Since "clean" skincare lacks a clear definition, it might be easier to figure out what beauty products are seen as "dirty". The easiest way, in this instance, is to compare cosmetics to food. Think preservatives, additives, artificial colours and fragrances. These are toxic for health, can interfere with hormones and are environmental pollutants. Think of cosmetics as you think about food. Would you want to apply on your skin something your stomach won´t digest?


My vision is rooted in the belief that "clean" skincare starts from a "clean" intention, followed by the creation of the safest possible products for human skin as well as the environment. Transparency plays a huge role too. Knowing what goes into a product (list of ingredients) is a path towards making an informed choice.

Despite the lack of the set industry standard, there are a few organisations that can provide the certification and approval. These certifications are v

oluntary and require time and money. Few brands get certified, others decide not to, leaving many brands to use "Clean" and "Natural" as a marketing tool and consumers to be misguided by false claims.
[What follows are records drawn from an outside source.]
PR #438, opened 2022-01-10
Add docs section on content types

### LINKED ISSUE #283: Document input formats and codecs

adriangonz:
Fixes #283


docs/user-guide/content-type.md
```diff
@@ -0,0 +1,232 @@
...
+example](../examples/content-type/README.md).
+
+```{note}
+It's important to keep in mind that content types can be specified at both the
+**request level** and the **input level**.
+The former will apply to the **entire set of inputs**, whereas the latter will
+only apply to a **particular input** of the payload.
+```
+
+## Available Content Types
```
sakoush, line 97: should we have a note about the default `content_type` if it is not specified by the user?

docs/user-guide/content-type.md
```diff
@@ -0,0 +1,232 @@
...
+The `base64` content type will decode a binary V2 payload into a Base64-encoded
+string (and viceversa), taking into account the following:
+
+- The expected `datatype` is `BYTES`.
+- The `data` field should contain the **raw bytes** (i.e. before encoding them
+  into Base64).
+- The `shape` field represents the number of binary strings that are encoded in
+  the payload.
+
+### Datetime
```
sakoush, line 221: can we give more details why this is required as a separate type as opposed to be part of `np` datatype? is it because it will come serialised / efficient and easier to decode?

docs/user-guide/content-type.md
```diff
@@ -0,0 +1,232 @@
...
+This can be used as a helper for models which only expect a single string or of
+set of strings.
+
+### Base64
+
+The `base64` content type will decode a binary V2 payload into a Base64-encoded
+string (and viceversa), taking into account the following:
+
+- The expected `datatype` is `BYTES`.
+- The `data` field should contain the **raw bytes** (i.e. before encoding them
```
sakoush, line 216: whats the reason it doesnt come in base64? it is because json will serialise/deserialise anyway in base64?

docs/user-guide/content-type.md
```diff
@@ -0,0 +1,232 @@
...
+
+The `np` content type will decode / encode V2 payloads to a NumPy Array, taking
+into account the following:
+
+- The `datatype` field will be matched to the closest [NumPy
+  `dtype`](https://numpy.org/doc/stable/reference/arrays.dtypes.html).
+- The `shape` field will be used to reshape the flattened array expected by the
+  V2 protocol into the expected tensor shape.
+
+When using the NumPy Array content type at the request-level, it will decode
```
sakoush, line 129: give example?

docs/user-guide/content-type.md
```diff
@@ -0,0 +1,232 @@
...
+
+### Base64
+
+The `base64` content type will decode a binary V2 payload into a Base64-encoded
+string (and viceversa), taking into account the following:
+
+- The expected `datatype` is `BYTES`.
+- The `data` field should contain the **raw bytes** (i.e. before encoding them
+  into Base64).
+- The `shape` field represents the number of binary strings that are encoded in
```
sakoush, line 218: give example?

docs/user-guide/content-type.md
```diff
@@ -0,0 +1,232 @@
...
+  the payload.
+
+### Datetime
+
+The `datetime` content type will decode a V2 input into a [Python
+`datetime.datetime`
+object](https://docs.python.org/3/library/datetime.html#datetime.datetime),
+taking into account the following:
+
+- The expected `datatype` is `BYTES`.
```
sakoush, line 228: give example?

sakoush (approved):
Left some clarification comments.

docs/user-guide/content-type.md
adriangonz: The default content type is dependant on each runtime, but maybe we can just mention that instead of listing all the defaults?

docs/user-guide/content-type.md
adriangonz: Do you mean the `datetime` type? There are cases where datetimes have to be decoded without a NumPy array, for example when they are part of a Pandas DataFrame (as in, one of the columns represents a date). This is also required for the MLflow runtime, which allows that type on their previous server.

docs/user-guide/content-type.md
adriangonz: This is mainly thinking of protobuf, where sending the payload as bytes would be more efficient. You're right though in that, when using JSON, probably sending the actual base64 could be better.

Having said that, I'd say that changing the codecs is outside the scope of this PR, which only aims to document them.

docs/user-guide/content-type.md
sakoush: a reference to where uses can get this information is fine as it seems it might affect how they construct the payload?

docs/user-guide/content-type.md
adriangonz: Just had a look, and it actually expects the base64-encoded arrays, and then it decodes them into binaries.

docs/user-guide/content-type.md
adriangonz: Done

docs/user-guide/content-type.md
```diff
@@ -0,0 +1,232 @@
...
+Machine learning models generally expect their inputs to be passed down as a
+particular Python type.
+Most commonly, this type ranges from _"general purpose"_ NumPy arrays or Pandas
+DataFrames to more granular definitions, like `datetime` objects, `Pillow`
+images, etc.
+Unfortunately, the definition of the [V2 Inference
+Protocol](https://kserve.github.io/website/modelserving/inference_api/) doesn't
+cover any of the specific use cases.
+This protocol can be thought of a wider _"lower level"_ spec, which only
+defines what fields should a payload have.
```
edshee, line 12: "fields a payload should have"

docs/user-guide/content-type.md
```diff
@@ -0,0 +1,232 @@
...
+which offer a way to let MLServer know how it should _"decode"_ V2-compatible
+payloads.
+When shaped in the right way, these payloads should _"encode"_ all the
+information required to extract the higher level Python type that will be
+required for a model.
+
+To illustrate the above, we can think of a Scikit-Learn pipeline, which takes
+in a Pandas DataFrame and returns a NumPy Array.
+Without the use of **content types**, the V2 payload itself would probably lack
+information about how should this payload be treated by MLServer.
```
edshee, line 24: "about how this payload should be treated by MLServer."

docs/user-guide/content-type.md
```diff
@@ -0,0 +1,232 @@
...
+| First Name | Age |
+| ---------- | --- |
+| Joanne     | 34  |
+| Michael    | 22  |
+
+This table, could be specified in the V2 protocol as the following payload, where we declare that:
+
+- The whole set of inputs should be decoded as a Pandas Dataframe (i.e. setting
+  the content type as `pd`).
+- The Age column should be decoded as a UTF-8 string (i.e. setting the content
```
edshee, line 58: Did you mean "The First name column"? The Age column is decoded as an integer

docs/user-guide/content-type.md
```diff
@@ -0,0 +1,232 @@
...
+Python string, taking into account the following:
+
+- The expected `datatype` is `BYTES`.
+- The `shape` field represents the number of "strings" that are encoded in
+  the payload (e.g. the `["hello world", "one more time"]` payload will have a
+  shape of 2 elements).
+
+When using the `str` content type at the request-level, it will decode the
+entire request by considering only the first `input` element.
+This can be used as a helper for models which only expect a single string or of
```
edshee, line 294: "or a" set of strings

edshee (approved):
Very detailed and informative, approving assuming a couple of typos get fixed

docs/user-guide/content-type.md
adriangonz: Good catch! :+1:

edshee (approved):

Look out for the following labels:

COSMOS

COSMOS certifies natural and organic cosmetics worldwide


Rainforest Alliance

The Rainforest Alliance calls attention to delicate ecosystems facing threats like deforestation, while also protecting the rights of farmers and suppliers within these ecosystems.


USDA Certified Organic

A clean beauty product that is labelled Organic by the USDA must be at least 95% organic. Ingredients are organic when they are grown and made without synthetic pesticides or preservatives, GMOs, ionizing radiation, or other forbidden methods.


Leaping Bunny

Leaping Bunny is perhaps the best-recognized label for cruelty-free beauty. They conduct independent reviews of makeup, skin care, personal care, and household product brands globally.


To sum up, "clean" skincare is inspired by nature and are plant-based, using the best available high grade natural and organic ingredients available on the market is a good starting point. Checking for industry's certifications mentioned above as well as writing off toxic ingredients such as phthalates, sulfates, silicone, parabens, artificial fragrances is number two. Lastly - zero-waste packaging is what we want.


Believing in less is more approach, we want to simplify beauty routine by minimising the unnecessary ingredient overload on the skin and environmental exposure.

The result- beautiful skin and a cleaner planet.